### What needs to be done
Please return all lines from the records below that include the string "folder".

### Provided material
PR #225, opened 2016-05-25
New plugin API specification proposal

avahowell:
This is a proposed specification for a new plugin API for Sia-UI.  I have included the most simple, basic features which I think should be included.  We should discuss the outlined functionality and amend the spec with any additional functionality which we desire.  All built-in plugins will be rewritten to utilize the new plugin API.

### DIFF
--- a/doc/spec/PluginAPI.md
+++ b/doc/spec/PluginAPI.md
@@ -4,15 +4,15 @@
 
 This specification outlines the functionality that Sia-UI's plugin API exposes to developers.
 
-## Desired Functionality
+## Functionality
 
-The plugin API should expose a simple interface for making API calls to siad, creating file dialogs, displaying notifications, and displaying error messages.  This functionality will be wrapped in an object, `SiaAPI`, which is set as a global inside every plugin.  This object will expose an interface to the running, configured, instance of `sia.js` to plugin authors.  It will wrap file dialogs and popup messages with the appropriate IPC calls, so plugin authors do not need to communicate to the main UI directly over ipc.
-
-I envision `SiaAPI` having the following available functions:
+The Sia-UI Plugin api exposes a simple interface for making API calls to siad, creating file dialogs, displaying notifications, and displaying error messages.  This interface is assigned to the `window` object of each plugin, and has the following functions:
 
 - `SiaAPI.call()`, a wrapper to the configured `sia.js`'s `.apiCall` function.
+- `SiaAPI.config`, the current Sia-UI config.
+- `SiaAPI.hastingsToSiacoins`, conversion function from hastings to siacoins.  Returns a `BigNumber` and takes either a `BigNumber` or `string`.
+- `SiaAPI.siacoinsToHastings`, conversion function from siacoins to hastings.
 - `SiaAPI.openFile(options)`, a wrapper which calls Electron.dialog.showOpenDialog with `options`.
 - `SiaAPI.saveFile(options)`, a wrapper which calls Electron.dialog.showSaveDialog with `options`.
-- `SiaAPI.message(options)`, a wrapper which calls Electron.showMessageBox with `options`.
-- `SiaAPI.error(options)`, a wrapper which calls Electron.showErrorBox with `options`.
-
+- `SiaAPI.showMessage(options)`, a wrapper which calls Electron.showMessageBox with `options`.
+- `SiaAPI.showerror(options)`, a wrapper which calls Electron.showErrorBox with `options`.
--- a/doc/spec/PluginAPI.md
+++ b/doc/spec/PluginAPI.md
@@ -6,10 +6,21 @@ This specification outlines the functionality that Sia-UI's plugin API exposes t
 
 ## Desired Functionality
 
-The plugin API should provide an importable javascript module that provides all of the following features:
+The plugin API should be simple to use.  It should expose functionality which has been explicitly defined by the main UI.  This functionality should encompass most of what can be done with the Sia API.  State should be contained within the main UI and flow unidirectionally to the plugins.  Plugins will be assigned a `SiaAPI` global when they are created by the main UI.  This `SiaAPI` global includes functions which dispatch actions, such as
 
-- A function which registers a plugin with Sia-UI.
-- Access to the running, configured, `sia.js` wrapper.
-- Functions to open and save files on the main UI process.
+* `SiaAPI.getWalletStatus()`
+* `SiaAPI.getTransactions()`
 
-The plugin API should be framework and architecture agnostic.  It should not lock developers into any particular code structure, style, or framework.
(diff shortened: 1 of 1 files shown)


doc/spec/PluginAPI.md
```diff
@@ -0,0 +1,16 @@
...
+
+This specification outlines the functionality that Sia-UI's plugin API exposes to developers.
+
+## Desired Functionality
+
+The plugin API should provide an importable javascript module that provides all of the following features:
+
+- A function which registers a plugin with Sia-UI.
+- Access to the running, configured, `sia.js` wrapper.
+- Functions to open and save files on the host.
```
lukechampine: should clarify this language, since "host" in this context does not mean a Sia host

doc/spec/PluginAPI.md
```diff
@@ -0,0 +1,16 @@
...
+- Functions to control the appearance of the plugin.  This includes the ability to set the icon for the plugin and the plugin's order in the sidebar.
```
lukechampine: What's your opinion on providing a function for setting the icon vs. loading it automatically from the plugin folder? My thoughts:
- Function: more flexible than requiring an icon in a specific place; can be (ab)used to make animated icons or notification icons; might be forgotten by plugin author
- File: harder to forget; reduces API surface; not programmable; increases coupling

So I'm leaning towards making it a function, I guess. It feels more explicit that way (less magic), and can be documented along with the rest of the plugin API.

However, I don't think plugins should have control over their ordering in the sidebar. That seems best left to the user.

DavidVorick: Agreed about the ordering, should be user specified.

I... don't see how you would do it as a function. Feels janky.

avahowell: I think it's best if we just assume a static icon location, similar to how favicons work with browsers.  The ordering will be controlled by the main UI, maybe with the ability to drag and slide plugins around the sidebar, or just with an ordering setting in the future `settings` plugin.  I've amended the spec to remove the appearance functions.

doc/spec/PluginAPI.md
```diff
@@ -0,0 +1,15 @@
...
+
+## Introduction
+
+This specification outlines the functionality that Sia-UI's plugin API exposes to developers.
+
+## Desired Functionality
+
+The plugin API should provide an importable javascript module that provides all of the following features:
+
+- A function which registers a plugin with Sia-UI.
```
lukechampine: what is meant by "register?" What would that look like in pseudocode?

johnathanhowell:
I've now rewritten this specification around the idea of using Redux to encapsulate all UI state in the main UI, and providing a simple eventemitter and action dispatcher object for Plugin authors to use in order to implement their desired functionality.

doc/spec/PluginAPI.md
```diff
@@ -0,0 +1,18 @@
...
+
+The plugin API should expose a simple interface for making API calls to siad, creating file dialogs, displaying notifications, and displaying error messages.  This functionality will be wrapped in an object, `SiaAPI`, which is set as a global inside every plugin.  This object will expose an interface to the running, configured, instance of `sia.js` to plugin authors.  It will wrap file dialogs and popup messages with the appropriate IPC calls, so plugin authors do not need to communicate to the main UI directly over ipc.
+
+I envision `SiaAPI` having the following available functions:
+
+- `SiaAPI.call()`, a wrapper to the configured `sia.js`'s `.apiCall` function.
+- `SiaAPI.openFile(options)`, a wrapper which calls Electron.dialog.showOpenDialog with `options`.
+- `SiaAPI.saveFile(options)`, a wrapper which calls Electron.dialog.showSaveDialog with `options`.
+- `SiaAPI.message(options)`, a wrapper which calls Electron.showMessageBox with `options`.
+- `SiaAPI.error(options)`, a wrapper which calls Electron.showErrorBox with `options`.
```
lukechampine: Do `message` and `error` correspond to our notification/error popups? If so, is it necessary to have two different calls, or could we unify them by adding `isError` (or similar) to `options`?

avahowell: `message` and `error` correspond to `Electron`'s `dialog` module: https://github.com/electron/electron/blob/master/docs/api/dialog.md.

From their docs,

```
type String - Can be "none", "info", "error", "question" or "warning". On Windows, "question" displays the same icon as "info", unless you set an icon using the "icon" option.
```

lukechampine: gotcha. Do we currently make use of that functionality anywhere?

avahowell: Not that I'm aware of.

lukechampine: do we plan to? Is there reason to use those dialogs instead of our internal notification/error system?
If not, we should leave it out of the spec, at least for now. Following the v1.0 API guidelines, we should finalize the smallest reasonable set of primitives.

avahowell: Should `message` and `error` be replaced with calls to the notification system?

lukechampine: Hmm. That's a tricky question. On the one hand, standardizing notifications/errors seems like a good thing. On the other hand, there's nothing inherently special about notifications/errors that wouldn't also apply to things like popups. So how much do we provide, and how much do we leave to the plugin author?

My gut says we shouldn't provide anything for now. Later, it might make sense to provide a notification/error system together with popup templates and the like. Perhaps this would even be separate from the plugin API.

How does the new wallet plugin handle notifications/errors?

lukechampine: Aside from that, the only thing I'm iffy on is the magic implicit `SiaAPI` object. I guess it's not much different from `document`, but I'd prefer that it be explicitly imported. I'm not sure there's an easy way to do this, though.

doc/spec/PluginAPI.md
```diff
@@ -0,0 +1,18 @@
...
+
+## Introduction
+
+This specification outlines the functionality that Sia-UI's plugin API exposes to developers.
+
+## Desired Functionality
+
+The plugin API should expose a simple interface for making API calls to siad, creating file dialogs, displaying notifications, and displaying error messages.  This functionality will be wrapped in an object, `SiaAPI`, which is set as a global inside every plugin.  This object will expose an interface to the running, configured, instance of `sia.js` to plugin authors.  It will wrap file dialogs and popup messages with the appropriate IPC calls, so plugin authors do not need to communicate to the main UI directly over ipc.
+
+I envision `SiaAPI` having the following available functions:
```
lukechampine: formalize this a little (no "I") and it'll be good to merge

avahowell:
revised and rebased.

lukechampine:
Later, let's go through the `doc` folder and update the tutorials there.

PR #513, opened 2017-02-07
add a warning text next to balances when wallet is not synced

avahowell:
This PR adds a small, red warning text that appears under the balances in the wallet when it is not synced. This should help with the frequent 'Where is my money?' questions on the forum and elsewhere.

Screenshot:
notsynced


lukechampine:
LGTM

PR #514, opened 2017-02-10
fix parsing of files in file browser starting with '..'

avahowell:
This PR fixes an issue with parsing siapaths in the file browser: previously, if a user uploaded a file with '..' in its name, an extra non-existent directory would appear and navigating to this directory would break the file browser. I added a test to demonstrate this bug and slightly changed the `ls` and `onBackClick` algorithms to fix the bug.

### DIFF
--- a/plugins/Files/js/components/filelist.js
+++ b/plugins/Files/js/components/filelist.js
@@ -8,14 +8,20 @@ import DirectoryInfoBar from './directoryinfobar.js'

### Task response
lukechampine: What's your opinion on providing a function for setting the icon vs. loading it automatically from the plugin folder? My thoughts:
Later, let's go through the `doc` folder and update the tutorials there.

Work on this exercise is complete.